C'est totalement par hasard que je suis tombé la première fois sur ce groupe lors d'une soirée au bar Les Cariatides à Paris. Le duo, formé d'un batteur et d'un guitariste / chanteur, enflammait la minuscule scène du sous-sol avec une énergie remarquable, envoyant un rock brutal et crasseux aux accents bluesy entrecoupé de blagues sur le MEDEF et de dédicaces à quelques grands noms comme Patrick Balkany et Bernard Tapie. Ils finirent leur set par une reprise survoltée de «
Can't judge a Book by it's cover », après avoir fait tourner dans le public un chapeau décoré d'un logo de la BNP Paribas afin d'y récolter quelques pièces.
Tout est dit, c'est exactement cette ambiance que l'on retrouve sur leur premier opus,
Waste Earn Blues: du rock sale et puissant, un son de guitare outrageusement gras, une batterie qui assomme, le tout agrémenté de pas mal d'humour, de désinvolture et d'esprit anticapitaliste totalement assumé (ça commence déjà sur leur site internet, prétendument basé dans un « paradis fiscal » et rempli d'articles annonçant divers plans sociaux et délocalisations pour faire fabriquer leurs albums par des enfants au Bangladesh). Bref, ça me plaît.

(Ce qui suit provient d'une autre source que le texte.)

PR #3011, opened 2026-07-07
NLV3 - updating `find_learning_protocol` to avoid undressed boxes for Clifford validation

apchytr:
### Summary

Updating the find_learning_protocol validation method in the noise learner v3 to avoid using the undressed box for Clifford validation.

### Details and comments

An example like
```
with circuit.box([Twirl()]):
    circuit.rz(1.2, 0)
    circuit.cz(0, 1)
```
will now raise.

### AI/LLM disclosure

### DIFF
--- a/qiskit_ibm_runtime/noise_learner_v3/find_learning_protocol.py
+++ b/qiskit_ibm_runtime/noise_learner_v3/find_learning_protocol.py
@@ -42,10 +42,11 @@ def find_learning_protocol(instruction: BoxOp) -> LearningProtocol | None:
     Raises:
         IBMInputValueError: If ``instruction`` does not contain a box.
     """
-    if (name := instruction.operation.name) != "box":
+    box = instruction.operation
+    if (name := box.name) != "box":
         raise IBMInputValueError(f"Expected a 'box' but found '{name}'.")
 
-    undressed_box = undress_box(instruction.operation)
+    undressed_box = undress_box(box)
 
     if len(undressed_box.body) == 0:
         return LearningProtocol.PAULI_LINDBLAD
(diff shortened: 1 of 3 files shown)


qiskit_ibm_runtime/noise_learner_v3/find_learning_protocol.py
```diff
@@ -56,23 +57,23 @@ def find_learning_protocol(instruction: BoxOp) -> LearningProtocol | None:
     ]
     is_layer = len(active_qubits) == len(set(active_qubits))
 
-    # Check if the undressed box only contains two-qubit Clifford gates
-    has_only_2q_clifford_gates = all(
-        (op.is_standard_gate() and op.operation.num_qubits == 2) or op.name == "barrier"
-        for op in undressed_box.body
+    # Check if the dressed box is Clifford
+    is_clifford = all(
+        (op.is_standard_gate() and op.operation.num_qubits <= 2) or op.name == "barrier"
```
TsafrirA, line 62: What about delay?

qiskit_ibm_runtime/noise_learner_v3/find_learning_protocol.py
```diff
@@ -56,23 +57,23 @@ def find_learning_protocol(instruction: BoxOp) -> LearningProtocol | None:
...
+            Clifford(box.body)
         except QiskitError:
-            has_only_2q_clifford_gates = False
+            is_clifford = False
+
+    if is_layer and is_clifford:
+        return LearningProtocol.PAULI_LINDBLAD
 
     # Check if the undressed box only contains measurements
     has_only_meas = all(op.name in ["measure", "barrier"] for op in undressed_box.body)
```
TsafrirA, line 75: What about delay?

TsafrirA (commented):
Seems good. I think delays should be considered?

apchytr:
> Seems good. I think delays should be considered?

Yes, that's a good point. With this PR `delay` is handled the same as is currently in `main`. As in, `find_learning_protocol` will return `None` because it fails all of the checks. I'm not sure whether we intend to support `delay` or not but if we do I think we need to create a new issue and investigate

SamFerracin:
Thanks @TsafrirA for pointing out delays. Given that they are not currently supported, I'd say:
- @apchytr please open an issue to investigate. I am not even sure pec-runtime can handle this
- We merge this PR as is, as it is fixing the bug without reducing functionality

apchytr:
Issue for delay support here: https://github.com/Qiskit/qiskit-ibm-runtime/issues/3013

SamFerracin (approved):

À l'écoute, ça démarre très fort avec l'entraînant « Bolt with the Swag », titre rock énergique aux airs 60's, terminant par un surprenant final semblant sortir tout droit un vieux vinyl de blues d'avant guerre déterré lors d'un vide grenier. S'en suit l'impressionnant « Void Show », alternant fanfare d'outre-tombe et riffs vengeurs, avec une voix lancinante rappelant avec plaisir le Morrison Hotel des Doors. L'énergique « Bankster » nous secoue encore avec ses riffs grungy alors que «
Waste Earn Blues », morceau titre de l'album, nous écrase sous les coups de massue du batteur et les guitares tranchantes. « Ain't from no pack » et son ambiance western sombre offre une pause appréciable, bien que de courte durée puisque le morceau s'achève par une montée en puissance suivie par un déluge métallique final. Le groupe nous gratifie d'une version très personnelle du célèbre « A little less conversation » d'Elvis, avant l'inclassable « The Helping Hands », ovni blues au groove des Balkans. Mention spéciale pour la seconde reprise de cet album, « You can't judge a book by it's cover » de
Bo Diddley dont l'énergie implacable et le riff magistral en milieu de morceau m'a donné envie de lancer un pogo dans mon salon. « Crap Guru » nous fait secouer la tête avec son côté stoner et la pseudo ballade « Six Eyed Girl » nous surprend par ses mélodies bluesy et son refrain à la fois rugueux et aérien. Enfin, l'excellente reprise du légendaire « Back in the USSR » des Beatles vient achever le disque (et nos oreilles) en beauté.
En résumé, on a un album de gros son brut, sale, inspiré et enragé, à la croisée des chemins entre le rock, le blues et même parfois le métal, servi par un sympathique duo qui n'hésite pas à mouiller la chemise. L'énergie, la spontanéité et l'inventivité de ce LP arrive même à occulter une production approximative, bien que totalement assumée (le groupe qualifiant lui-même son album de « low cost »). A recommander aux amateurs des Black Keys, de Rage Against the Machine, des Lords of Altamont ou encore de Black Sabbath.